When I finally got it installed, I think I had something like 8mb of free space on the disk. I could work on one VB6 project and have like 2 mp3 files.

Eventually I got an ELN account and I was able to uninstall AOL, freeing up a lot of space.

Those were really good times.

<3 VB6

I don't have much use for such a thing anymore, and I don't know what people use instead of Spyglass/Fortner Transform anymore, but it was really nice in its era.
Why do you care?

Do you want to buy/remake it and seek VC funding and exit before getting customers?

Asking for a friend!

Ha! Good one! :-)

Perhaps some answers to the future questions may lie in the past. Is the current/new toolstack always better than the old one? I'm just curious. :-)

To some extent, true, it is an exercise in validating, say, business hypotheses. I guess it's quite normal for founders. However, I’m already VC backed, so I’m not sure if your friend is really onto something. ;-)

Thanks!

SawStudio. A DAW written in x86 assembly with 64 bit integer computations throughout and excellent but non-standard UX. It's not dead, but the community using it seems smaller everyday. It's an impressive technical achievement. Practically bug-free (the only bugs that I ever encountered were due to external plugins).
Have you tried Reaper?
Opera 12, with its insanely fast Presto engine and tab grouping that Chromium-based browsers only recently emulated.

Yes, I know about Vivaldi, but it's just not the same.

I tried Vivaldi a few times over the years, and the UI is always really slow; there's a noticeable lag with everything.

But yeah, I really miss Opera; still the best browser to date.
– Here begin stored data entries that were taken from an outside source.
PR #6977, opened 2019-10-01
Make dbengine the default memory mode

### LINKED ISSUE #6767: Make dbengine the default memory mode
##### Feature idea summary
Make sure `memory mode = dbengine` is the default. For that to be the case we need to finish:
- Stress testing
- Instrumentation & Characterization
- Benchmarking

Tasks:
- [x] Combine and parallelize dbengine validation unittest with dataset generator into a multithreaded dbengine benchmark that validates data integrity while constantly generating new data.
- [ ] Run k6 load generator and get API performance numbers.
- [ ] Combine k6 load testing with dbengine dataset generation to get API query performance numbers with heavy data collection interference.
- [x] List the OSs where we know it is supported OOB
    - See whether `kickstart.sh` enables `dbengine` on OSs without manually installing repositories below:
    - [x] Ubuntu 18.04
    - [ ] CentOS 6
    - [ ] CentOS 7
    - [ ] Debian 8
    - [x] Debian 9
    - [x] Debian 10
    - [ ] Manjaro 18
    - [x] Fedora 30
    - [x] openSUSE 15
    - [ ] FreeBSD 12 (not supported by `kickstart.sh`)
- [x] Make the default memory mode `dbengine` when the support is compiled in the netdata binary

mfundul:
##### Summary
Make dbengine the default memory mode.
Combine and parallelize dbengine validation unittest with dataset generator into a multithreaded dbengine benchmark that validates data integrity while constantly generating new data.
##### Component Name
database/engine
##### Additional Information
Fixes #6767

### DIFF
--- a/daemon/main.c
+++ b/daemon/main.c
@@ -307,6 +307,7 @@ int help(int exitcode) {
             "  -W debug_flags=N         Set runtime tracing to debug.log.\n\n"
             "  -W unittest              Run internal unittests and exit.\n\n"
             "  -W createdataset=N       Create a DB engine dataset of N seconds and exit.\n\n"
+            "  -W stresstest=N          Run a DB engine stress test for N seconds and exit.\n\n"
             "  -W set section option value\n"
             "                           set netdata.conf option from the command line.\n\n"
             "  -W simple-pattern pattern string\n"
@@ -887,6 +888,7 @@ int main(int argc, char **argv) {
                         char* stacksize_string = "stacksize=";
                         char* debug_flags_string = "debug_flags=";
                         char* createdataset_string = "createdataset=";
+                        char* stresstest_string = "stresstest=";
 
                         if(strcmp(optarg, "unittest") == 0) {
                             if(unit_test_buffer()) return 1;
@@ -910,6 +912,14 @@ int main(int argc, char **argv) {
 #ifdef ENABLE_DBENGINE
                             unsigned history_seconds = (unsigned )strtoull(optarg, NULL, 0);
                             generate_dbengine_dataset(history_seconds);
+#endif
+                            return 0;
+                        }
+                        else if(strncmp(optarg, stresstest_string, strlen(stresstest_string)) == 0) {
+                            optarg += strlen(stresstest_string);
+#ifdef ENABLE_DBENGINE
+                            unsigned test_duration_sec = (unsigned )strtoull(optarg, NULL, 0);
+                            dbengine_stress_test(test_duration_sec);
 #endif
                             return 0;
                         }
--- a/daemon/main.c
+++ b/daemon/main.c
@@ -306,8 +306,13 @@ int help(int exitcode) {
             "  -W stacksize=N           Set the stacksize (in bytes).\n\n"
             "  -W debug_flags=N         Set runtime tracing to debug.log.\n\n"
             "  -W unittest              Run internal unittests and exit.\n\n"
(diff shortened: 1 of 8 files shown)


daemon/main.c
```diff
@@ -905,14 +912,33 @@ int main(int argc, char **argv) {
                             fprintf(stderr, "\n\nALL TESTS PASSED\n\n");
                             return 0;
                         }
+#ifdef ENABLE_DBENGINE
                         else if(strncmp(optarg, createdataset_string, strlen(createdataset_string)) == 0) {
                             optarg += strlen(createdataset_string);
-#ifdef ENABLE_DBENGINE
-                            unsigned history_seconds = (unsigned )strtoull(optarg, NULL, 0);
+                            unsigned history_seconds = strtoul(optarg, NULL, 0);
```
thiagoftsm: `unsigned` type for the majority of the compilers is `unsigned integer`, but the function ``` strtoul``` returns `unsigned long' that is bigger than `unsigned` for 64 bits host, so I think it is better to keep the cast here.

mfundul: Done.

daemon/unit_test.c
```diff
@@ -2021,25 +2033,259 @@ void generate_dbengine_dataset(unsigned history_seconds)
...
+    uint8_t same;
+    time_t time_now, time_retrieved;
+    collected_number generatedv;
+    calculated_number value, expected;
+    storage_number n;
+    struct rrddim_query_handle handle;
+
+    do {
+        // pick a chart and dimension
+        i = random() % DSET_CHARTS;
```
thiagoftsm: ```random()``` returns `long int`, to avoid warnings, I think it is good to cast here.

daemon/unit_test.c
```diff
@@ -2021,25 +2033,259 @@ void generate_dbengine_dataset(unsigned history_seconds)
...
+        }
+
+        rd->state->query_ops.init(rd, &handle, time_after, time_before);
+        ++thread_info->queries_nr;
+        for (time_now = time_after ; time_now <= time_before ; time_now += update_every) {
+            generatedv = generate_dbengine_chart_value(i, j, time_now);
+            expected = unpack_storage_number(pack_storage_number((calculated_number) generatedv, SN_EXISTS));
+
+            if (unlikely(rd->state->query_ops.is_finished(&handle))) {
+                fprintf(stderr, "    DB-engine stresstest %s/%s: at %lu secs, expecting value "
```
thiagoftsm: why are you not using ```error()``` function here?

daemon/unit_test.c
mfundul: I haven't seen any warnings from the compiler or static analysis. Until we see an actual warning I think we shouldn't pollute the code with unnecessary casts.

daemon/unit_test.c
mfundul: The binary is running as standalone, there is no service running or logging being set-up. It's running like this `./netdata -W stresstest=10`

thiagoftsm: Thanks.

daemon/unit_test.c
thiagoftsm: I will compile this PR in a 32 bits computer to confirm that the warning is not present.

thiagoftsm: I tested in 32 bits computer and I also compiled with clang, there was not any warning for both compilation.

PR #6984, opened 2019-10-01
Netdata not returning correct value for unknow variables

### LINKED ISSUE #6980: health: nonexistent variable in expression always evaluates to zero
##### Bug report summary

SSIA

[from the wiki](https://docs.netdata.cloud/health/#expressions)

> Expressions can have variables. Variables start with $. Check below for more information.

> There are two special values you can use:
>   - nan, for example $this != nan will check if the variable this is available. A variable can be nan if the database lookup failed. All calculations (i.e. addition, multiplication, etc) with a nan result in a nan.

##### OS / Environment

debian10

netdata v1.17.1-127-g2cb7c2fd

##### Component Name

health

##### Steps To Reproduce

 - use nonexistent variable in health expression

##### Expected behavior

nonexistent variable in expression always evaluates to `nan`

thiagoftsm:
##### Summary
Fixes #6980 

Netdata was returning a wrong value according our documentation when the alarms had a unknown variable name, this PR fixes this existent problem.
##### Component Name
Health


ilyam8:
I tested this PR, @thiagoftsm there are still some problems.

alarm (`$mysql_galera_cluster_state` doesnt exist, i.e == `nan`)

```
template: mysql_galera_cluster_status
      on: mysql.galera_cluster_status
    calc: $wsrep_cluster_status
   every: 10s
    crit: $mysql_galera_cluster_state != nan AND $this != 0
   delay: up 30s down 5m multiplier 1.5 max 1h
    info: node and cluster status (-1: unknown, 0: primary/quorum present, 1: non-primary/quorum lost, 2: disconnected)
      to: dba
```

See
Screenshot 2019-10-02 at 11 27 56



The problem is gray value, it should be green.  If i use existing var in `crit` it works correctly.

thiagoftsm:
I will work on this today, I already solved the problem to have `zero` when the variable is not set, I will work in the raise alarm now when it is possible. In my initial tests I used a `calc` stream that always failed. Thanks!

stelfrag:
@thiagoftsm 
using undefined variables, correctly returns **nan**  and can now trigger an alarm. 

I used a simple config to raise a warning for cpu temp alarm (with very low temp setting of 23) :
```
warn: $fake = nan and $this > (($status >= $WARNING) ? (72) : (23))
```
before the patch the alarm would not be triggered

After the patch the alarm is raised successfully because $fake is set to **nan**

thiagoftsm:
Thank you @stelfrag !

ilyam8:
i did same tests as in https://github.com/netdata/netdata/pull/6984#issuecomment-537392008 and now it works correctly

PR #8752, opened 2020-04-17
Use a prefix for the old dashboard.

### LINKED ISSUE #8662: Update React dashboard handling to not require a switching script.
Based on recent discussions, we're ditching the `netdata-switch-dashboard.sh` script in favor of just installing the old dashboard prefixed under the new one.

This will require changes to the installer code to set up the prefixing correctly, and will probably need changes to the old dashboard code as well.

Ferroin:
##### Summary

This switches the code for handling of the new React dashboard to use a prefix for accessing the old dashboard instead of relying on a switching script to handle selecting the desired dashboard implementation.

It also adds proper support to the packaging code to bundle the React dashboard.

##### Component Name

area/web
area/packaging

##### Test Plan

I've done limited local testing to verify that the build process still works correctly for everything.

I still need to verify that the old dashboard works correctly when moved under a prefix like this.

##### Additional Information

Fixes #8662

This has the following limitations:

* If the download of the React dashboard fails, we won't fall back to the regular dashboard.
* External packages (Gentoo, Homebrew, FreeBSD Ports, etc) will have a broken dashboard until they update to use the React dashboard.
* Under some circumstances, we unfortunately have to remove existing custom dashboards during updates to installs that were done using the kickstart script.

Actually avoiding these issues would require about 5-10 times as much code, still have issues, and have a lot more potential for bugs because it would be much more complicated.


thiagoftsm:
After to install this PR, I observed that I only had inside `/usr/share/netdata/` the directory `web`, is this expected? 

An additional information, I think there is something broken, because when I ran the script I am getting the following outputs:

```
bash-5.0# sh /usr/libexec/netdata/netdata-switch-dashboard.sh react
Switching to react dashboard...
cat: /usr/share/netdata/web-classic/.files: No such file or directory
cat: /usr/share/netdata/web-react/.files: No such file or directory
cp: cannot stat '/usr/share/netdata/web-react/.': No such file or directory

bash-5.0# sh /usr/libexec/netdata/netdata-switch-dashboard.sh classic
Switching to classic dashboard...
cat: /usr/share/netdata/web-classic/.files: No such file or directory
cat: /usr/share/netdata/web-react/.files: No such file or directory
cp: cannot stat '/usr/share/netdata/web-classic/.': No such file or directory
```

prologic:
I don' t know what's going on here, and I haven't checked this out locally to test (yet). is this ready @Ferroin or is @thiagoftsm 's report a problem? I can't for the life of my spot where the bug might be in the scripts in this PR.

thiagoftsm:
> I don' t know what's going on here, and I haven't checked this out locally to test (yet). is this ready @Ferroin or is @thiagoftsm 's report a problem? I can't for the life of my spot where the bug might be in the scripts in this PR.

It was decided that we need to change the way we are selecting between dashboards, but the current changes removed completely the `classic` dashboard, during my tests I only had the react dashboard.

prologic:
> It was decided that we need to change the way we are selecting between dashboards, but the current changes removed completely the `classic` dashboard, during my tests I only had the react dashboard.

Yeah this is the part I don't understand where the bug is. I looked really hard :)

prologic:
@thiagoftsm I checked out this PR  locally and observed the behaviour here is correct.; there should only be `web` in `/usr/share/netdata` now after this PR :)

thiagoftsm:
I think I misunderstood, because I could not select more between `react` and `old` dashboard.

Ferroin:
With the most recent set of changes, none of the limitations mentioned in the original description should be present here.

I'm pretty sure that I got all the references updated properly for `old/index.html`, but I may have missed some. If @jacekkolasa or someone else who knows this code better than i do could check, that would be greatly appreciated.

jacekkolasa:
@Ferroin unfortunately few things are not working in this case:
1) if you're in subroute, for example `localhost/netdata`, then `localhost/netdata/old` will not work, `localhost/netdata/old/` will be needed. (that's because browser doesn't know `old` is a directory and `src=../dashboard.js` points to directly to `localhost`
2) streamed agents will need some work on front-end side (and in old main.js) - that's because links to `slave hosts` are now created like: `http://localhost/netdata/old/host/netdata1/#`, and it should be: `http://localhost/netdata/host/netdata1/old/#`... fixing this would also need to hardcode that `old` suffix directly to main.js which doesn't look very clean...

We'll sync tomorrow on that

thiagoftsm:
When I click on `export snapshot` I am receiving this error:

err11

After to click in OK, it opens the window, and when I tried to click on `Export`, I receive another error:

err12

yesbox:
When I open the alarm panel I get several errors, like "Cannot load required JS library: lib/clipboard-polyfill-be05dad.js" and several others.

I can tell the browser is trying to access http://myserver/lib/clipboard-polyfill-be05dad.js, but the URL to netdata is http://myserver/netdata/, because it's running behind an nginx subfolder configuration according to this instruction and had been doing so without previous issues for years.

https://github.com/netdata/netdata/blob/master/docs/Running-behind-nginx.md#as-a-subfolder-to-an-existing-virtual-host

I believe this commit broke virtual server configurations and this is the same issue @thiagoftsm reported.

ilyam8:
@yesbox if there is an issue in the latest i suggest to open an issue

jacekkolasa:
@yesbox i think it's a problem with `net::ERR_HTTP2_PROTOCOL_ERROR` or `net::ERR_CONNECTION_REFUSED`, if you go to network tab you should see that calls to those files return 200, but they actually are errors :( It's better visible on Chrome, Firefox shows just 200 OK but there is clearly some server error.

Let's continue in that issue
https://github.com/netdata/netdata/issues/9154#issuecomment-634251671

Issue #8486, opened 2020-03-25
Claiming improvements


cakrit:
-[ ] The [command-line parameters](https://github.com/netdata/netdata/tree/master/claim#netdata-agent-command-line) should be the suggested way to do claiming in docker. Add the info to claim/README.md.

@rduffield and @manos-saratsis we need a decision on the following. Both will work, the second is just a bit more awkward.
- [ ]  Option 1: At the end of the claiming script, and based on a command line param, we try to run the command  `netdatacli reload-claiming-state`. By default it is executed, if netdata calls it with a certain param, it is not executed.
  - If it fails, we just say that "the netdata agent will be connected to the cloud when it is started again", or something to that effect.
  - If it succeeds, we say "the netdata agent is connecting to the cloud". It would be awesome if in the future the reload-claiming-state actually waited for the establishment of the ACLK and returned any errors, so that the script could inform the user, but that can wait.
- [ ] Option 2: We modify the command we show on the cloud UI and add `;netdatacli reload-claiming-state` to the end of it (making an even longer command).

manos-saratsis:
@cakrit option1 is great

PR #8755, opened 2020-04-17
Docs: Add Docker instructions to claiming

joelhans:
##### Summary

Fixes netdata/marketing#223

I've been getting requests to add instructions on how to claim a Docker-ized Agent, and this PR adds my best effort to document this process.

There seems to be a preference to tell users how to pass daemon command line options (see #8486), but I haven't been able to figure out how to successfully pass those. Using `docker exec -it` plus the claiming script straight from Cloud seems to work just fine, on the other hand, and seems much easier for users. Using `docker run` means they have to stop their container first.

If someone has successfully claimed a Docker node using a command like `docker run -it netdata --entrypoint '/usr/sbin/netdata -D -W "claim url=...."'`, and believes that is indeed the preferred method of claiming in this case, I'm happy to add it, but I have not been able to get that to work.

##### Component Name

claim

### DIFF
--- a/claim/README.md
+++ b/claim/README.md
@@ -61,7 +61,56 @@ Hit **Enter**. The script should return `Agent was successfully claimed.`.
 
 If the claiming script returns errors, see the [troubleshooting information](#troubleshooting).
 
-### Claiming through a proxy
+### Claim an Agent running in Docker
+
+First, stop the container, replacing `netdata` with the name of your Agent container.
+
+```bash
+docker stop netdata
+```
+
+Then, start the container again with the `docker run` command, passing 
+
+```bash
+docker run -it netdata/netdata /usr/sbin/netdata -D -W "claim -token=BSH_u2gRGweLVttLOL4k00zhgedGWXdBObc_X1-7G9iBKJJUFFVq0MWwCg-gFIbm_d8_eMKmoY-HXsDVj0vh2qQZZ6gJ6T9jc60nU9QVO2fgPPfwNh-p3TeemCdPMtEQk6ZiKps -rooms=a380abef-2244-40e7-a193-ff880c4604ed -url=https://staging.netdata.cloud"
+```
+
+
+
+docker run -it netdata/netdata --entry-point '/usr/sbin/netdata -D -W "claim -token=BSH_u2gRGweLVttLOL4k00zhgedGWXdBObc_X1-7G9iBKJJUFFVq0MWwCg-gFIbm_d8_eMKmoY-HXsDVj0vh2qQZZ6gJ6T9jc60nU9QVO2fgPPfwNh-p3TeemCdPMtEQk6ZiKps -rooms=a380abef-2244-40e7-a193-ff880c4604ed -url=https://staging.netdata.cloud"'
+
+
+
+
+
+
+
+
+
+
+
+
+
+```bash
+docker run -d -it --name=netdata \
+  -p 20000:19999 \
+  -v /etc/passwd:/host/etc/passwd:ro \
+  -v /etc/group:/host/etc/group:ro \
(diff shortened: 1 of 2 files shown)


amoss:
You can claim a node in a container like this:
```
docker run -it netdata /usr/sbin/netdata -D -W set global "netdata cloud" enable -W set cloud "cloud base url" "https://staging.netdata.cloud" -W "claim -token=... -rooms=... -url=https://staging.netdata.cloud"
```

joelhans:
Thanks, @amoss! The syntax of that command finally makes some sense to me now.

I'm guessing that after 1.22 goes out they won't have to do the `set global...` part.

prologic:
> You can claim a node in a container like this:
> 
> ```
> docker run -it netdata /usr/sbin/netdata -D -W set global "netdata cloud" enable -W set cloud "cloud base url" "https://staging.netdata.cloud" -W "claim -token=... -rooms=... -url=https://staging.netdata.cloud"
> ```

Don't you want `docker exec` here? `run` will run a new container, claim that new instance then shut down?

amoss:
No, this is not running the claiming script separately from the agent. If you do that then it can be exec’d directly as you say. This starts the agent, tells it to run the claiming script and then continue in a claimed state. This would be used on ephemeral nodes.

cakrit:
When this is finalized, please state also what we'll do for k8s and especially our helm chart.

joelhans:
@amoss @cakrit I added some more text about ephemeral nodes and made two sections for the different claiming processes.

joelhans:
@cakrit I created a new issue to document the k8s side: #8779

I have no k8s experience, so I'll need help on creating some docs, either from you or someone who knows k8s.

claim/README.md
```diff
@@ -54,14 +54,58 @@ With `sudo`:
...
+The claiming process works with Agents running inside of Docker containers. You can use `docker exec` to run the
+claiming script on containers already running, or append the claiming script to `docker run` to create a new container
+and immediately claim it.
+
+#### Running Agent containers
+
+Claim a _running Agent container_ by appending the script offered by Cloud to a `docker exec ...` command:
+
+```bash
+docker exec -it netdata-claim.sh -token=TOKEN -rooms=ROOM1,ROOM2 -url=https://app.netdata.cloud
```
prologic, line 74: This is missing either a "Container ID" or "Container Name" (_if Docker was run with `docker run --name ...`_) as the first argument.  See:

```#!sh
$ docker exec --help

Usage:	docker exec [OPTIONS] CONTAINER COMMAND [ARG...]
```

claim/README.md
```diff
@@ -54,14 +54,58 @@ With `sudo`:
...
+  --cap-add SYS_PTRACE \
+  --security-opt apparmor=unconfined \
+  netdata/netdata \
+  /usr/sbin/netdata -D -W set global "netdata cloud" enable -W set cloud "cloud base url" "https://app.netdata.cloud" -W "claim -token=TOKEN -rooms=ROOM1,ROOM2 -url=https://app.netdata.cloud"
+```
+
+The container runs in detached mode, so you won't see any output. If the node does not appear in your Space, you can run the following to find any error output and use that to guide your [troubleshooting](#troubleshooting):
+
+```bash
+docker logs netdata 2>&1 | grep -E 'ACLK|claim|cloud'
```
prologic, line 105: You should add `--line-buffered` here to `grep` because the log stream from `docker logs` is line buffered.

claim/README.md
joelhans: Good catch. I'd missed that. Added a `netdata` name to the command and referenced it above.

claim/README.md
joelhans: Done.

I also really liked the Opera Dragonfly devtools.

SpinRite

I really miss the super-obvious read-read-read-read-read, map bad sectors and move data to good sectors process. With modern data recovery software, I can't always tell what it's doing (with mechanical drives).

-- Okay so after looking up Spinrite on Wikipedia, I'm confused. I thought it was long discontinued. It was last updated in 2014 but Steve Gibson still has it as a current product.

Either way, I'm skeptical it'll recreate the recovery experience of my MFM days.

Spin rite is only designed to work with spinning-rust drives.

SSDs, with their wear-levelling tech, prevents SpinRite from working correctly.

And unless you are dealing with large-volume, cool storage, or cold storage, who TF uses spinning-rust drives anymore?

ECCO Pro PIM/Outliner.

I kept so much info on that app. Got a little tired of double-clicking to expand/collapse outline levels, tho.

Switched over to OmniOutliner until I missed an upgrade.

WinAMP

It's plugin system really made it the swiss army knife of one's multimedia ecosystem. My personal favorite was the iPod syncing, letting me bypass iTunes entirely.

Unfortunately it feels like streaming platforms, with their proprietary players and locked content, functionally kill any emergence of a phenomenon like winamp.

I still use WinAmp with Internet Radio, and pretty much only that. Works wonderfully, although you do have to hunt for those stations. And you need to bookmark them correctly, otherwise you’ve bookmarked an IP address that can suddenly go silent when the station hops to a different IP.